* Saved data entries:
# # # # # # #

PR #1068, opened 2020-09-07
cradox is not supported anymore.

mrunge:
Update the docs etc. to use rados directly.

PR #1070, opened 2020-09-16
Use Bionic as dist in Travis

tobias-urdin:


chungg:
:/ seems to be hanging on testing against ceph.  might be something related to ceph+pifpaf on new image. i'll try the new image when free.

tobias-urdin:
Thanks @chungg I've been spending some time trying to understand why it's hanging but haven't figured it out yet.

tobias-urdin:
@chungg latest build is without cradox, stops earlier but still hangs

chungg:
yeah. i added a note in  #1068 but i think it's because python-rados is not a pypi package. we install it in test image via apt but i've no idea how to get tox to use that copy instead of trying to find it in pypi.

tobias-urdin:
dont need to install anything, as long as python3-rados is installed on your test system and cradox is not gnocchi should use that

chungg:
oh. didn't know that's how it works, thought the venv would ignore all packages.

i did notice in the ci image, that apt install puts python3-rados as a python3.6 package. could that be it?

tobias-urdin:
could be, but there is no package for 3.7, closest one is if we were to move to ubuntu focal where i think 3.8 i default so that would have python3-rados being 3.8 i think

tobias-urdin:
maybe try adding back a py36 job and see if that one works

tobias-urdin:
Atleast a little closer. It fails on: `gnocchi/tests/test_indexer.py::TestIndexerDriver::test_update_resource_metrics_append`

```
=================================== FAILURES ===================================
____________ TestIndexerDriver.test_update_resource_metrics_append _____________
'NoneType' object is not iterable
During handling of the above exception, another exception occurred:
NOTE: Incompatible Exception Representation, displaying natively:
testtools.testresult.real._StringException: Empty attachments:
  stderr
  stdout
logs: {{{
2020-09-25 00:55:11,175 [9701] INFO     gnocchi.common.ceph: Ceph storage backend use 'rados' python library
2020-09-25 00:55:11,190 [9701] ERROR    gnocchi.utils: Unable to initialize storage driver
  File "/home/tester/src/.tox/py36-postgresql/lib/python3.6/site-packages/tenacity/__init__.py", line 412, in call
    result = fn(*args, **kwargs)
  File "/home/tester/src/gnocchi/storage/__init__.py", line 102, in get_driver
    conf.storage)
  File "/home/tester/src/gnocchi/storage/ceph.py", line 52, in __init__
    self.rados, self.ioctx = ceph.create_rados_connection(conf)
  File "/home/tester/src/gnocchi/common/ceph.py", line 72, in create_rados_connection
    ioctx = conn.open_ioctx(conf.ceph_pool)
  File "rados.pyx", line 508, in rados.requires.wrapper.validate_func
  File "rados.pyx", line 1200, in rados.Rados.open_ioctx
rados.ObjectNotFound: [errno 2] error opening pool 'b'51da834fe78947d1a53004af51146efd''
```

tobias-urdin:
One step closer, the Ceph issue is fixed. The `rados mkpool` command failed with `(34) Numerical result out of range` but we never saw the error hence the pool didn't exist. The issue related to the amount of PG per OSD value when there is a large amount of pools, the issue is resolved by simply cleaning up the pools after ourselves in `tearDown()`.

The py36-postgresql job is passing, but the py36-mysql job fails because the returned data (the asserts) differs, haven't figured out why yet.

The patch:
- Changes testing from py37 -> py36 (because we need to import sitepackages to test with rados python bindings and not cradox)
- Cleanup Ceph pools after ourselves when testing
- Removes cradox for dependencies

Things left to do:
- Fix failure of py36-mysql job
- Figure out; should we remove cradox from deps in setup.cfg or change the import ordering in gnocchi/common/ceph.py to favor rados instead of cradox? (ie. what should we do to make this backportable)

Any help checking out failure for the py36-mysql job is appreciated, will continue when I have some time available.

tobias-urdin:
Seems like this was just transient issues, probably timing issues where gnocchi-metricd never had time to process it in time, and postgresql causing Tooz locking issues. @jd @chungg please have a look at let me know.

The only part I'm somewhat twisted about is the removal of cradox from setup.cfg deps, maybe we should instead adjust in gnocchi/common/ceph.py to prefer rados import first.

chungg:
if cradox works (in some cases), i agree with you, maybe it's best to still include it but change it to check for rados first

mrunge:
I have seen consistent crashes with cradox on python3.x

tobias-urdin:
Let's keep the dependency but prefer the rados import, then address the removal of cradox in a follow up, it's a mess with all the changes merged together into one huge PR that's just suppose to fix testing.

chungg (approved):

# # # # # # #

* What is needed:
Scan the entries above for the string "File", and copy every line where it turns up.

* Solution to the problem:
  File "/home/tester/src/.tox/py36-postgresql/lib/python3.6/site-packages/tenacity/__init__.py", line 412, in call
  File "/home/tester/src/gnocchi/storage/__init__.py", line 102, in get_driver
  File "/home/tester/src/gnocchi/storage/ceph.py", line 52, in __init__
  File "/home/tester/src/gnocchi/common/ceph.py", line 72, in create_rados_connection
  File "rados.pyx", line 508, in rados.requires.wrapper.validate_func
  File "rados.pyx", line 1200, in rados.Rados.open_ioctx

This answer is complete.